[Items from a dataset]
==========
PR #2802, opened 2023-06-21
Configure orchestrator's key components in builder's build method

ysaito1001:
## Motivation and Context
Moves setting orchestrator components out of `ServiceRuntimePlugin` and puts it in service config builders' build method.

## Description
This PR is the forth in a series of config refactoring. Here, we move pieces of code out of `ServiceRuntimePlugin::config` method so that key orchestrator components meant for the service-level config should only be constructed once when a service config is created, e.g. during builder's `build` method. Previously, those components were newly created every time an operation is invoked.

Wherever `self.handle.conf...` is used, the PR has moved it from `ServiceRuntimePlugin::config` to the builders' `build` method.

Note that there will be a separate PR to better handle auth resolver & identity resolver in the context of the ongoing config refactoring.

## Testing
- [x] Passed tests in CI

----

### DIFF
--- a/codegen-client/src/main/kotlin/software/amazon/smithy/rust/codegen/client/smithy/customizations/HttpConnectorConfigDecorator.kt
+++ b/codegen-client/src/main/kotlin/software/amazon/smithy/rust/codegen/client/smithy/customizations/HttpConnectorConfigDecorator.kt
@@ -38,7 +38,12 @@ private class HttpConnectorConfigCustomization(
     private val moduleUseName = codegenContext.moduleUseName()
     private val codegenScope = arrayOf(
         *preludeScope,
+        "Connection" to RuntimeType.smithyRuntimeApi(runtimeConfig).resolve("client::orchestrator::Connection"),
+        "ConnectorSettings" to RuntimeType.smithyClient(runtimeConfig).resolve("http_connector::ConnectorSettings"),
+        "DynConnectorAdapter" to RuntimeType.smithyRuntime(runtimeConfig).resolve("client::connections::adapter::DynConnectorAdapter"),
         "HttpConnector" to RuntimeType.smithyClient(runtimeConfig).resolve("http_connector::HttpConnector"),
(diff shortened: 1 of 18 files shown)


codegen-client/src/main/kotlin/software/amazon/smithy/rust/codegen/client/smithy/customizations/HttpConnectorConfigDecorator.kt
```diff
@@ -183,7 +188,29 @@ private class HttpConnectorConfigCustomization(
             }
 
             is ServiceConfig.BuilderBuild -> writable {
-                if (runtimeMode.defaultToMiddleware) {
+                if (runtimeMode.defaultToOrchestrator) {
+                    rustTemplate(
+                        """
+                        let sleep_impl = layer.load::<#{SharedAsyncSleep}>().cloned();
+                        let timeout_config = layer.load::<#{TimeoutConfig}>().cloned().unwrap_or_else(|| #{TimeoutConfig}::disabled());
```
jdisanti, line 195: So if we set a `TimeoutConfig` on the top-level config, and then change the `http_connector` in a `config_override`, will it use the top-level `TimeoutConfig` or `TimeoutConfig::disabled()`?

ysaito1001: The implementation of `config_override` has been [under construction](https://github.com/awslabs/smithy-rs/blob/main/codegen-client/src/main/kotlin/software/amazon/smithy/rust/codegen/client/smithy/generators/config/ServiceConfigGenerator.kt#L459) (and still is as of this PR), so I'm speculating from my mental model. I think it uses the top-level `TimeoutConfig`.

Since whatever is set through `config_override` is applied to the operation-level configuration, as opposed to the top-level service configuration, during the execution of the orchestrator, an operation runtime plugin will have access to a config bag that has accumulated layers so far (among which is a frozen layer from the top-level service config). So it _should_ use the top-level `TimeoutConfig` rather than `TimeoutConfig::disabled()`.

jdisanti (approved):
==========
→ What needs to be done
What is needed is every line from the beginning of the data up to and including the line with "## Description", given again word for word.

→ The answer
PR #2802, opened 2023-06-21
Configure orchestrator's key components in builder's build method

ysaito1001:
## Motivation and Context
Moves setting orchestrator components out of `ServiceRuntimePlugin` and puts it in service config builders' build method.

## Description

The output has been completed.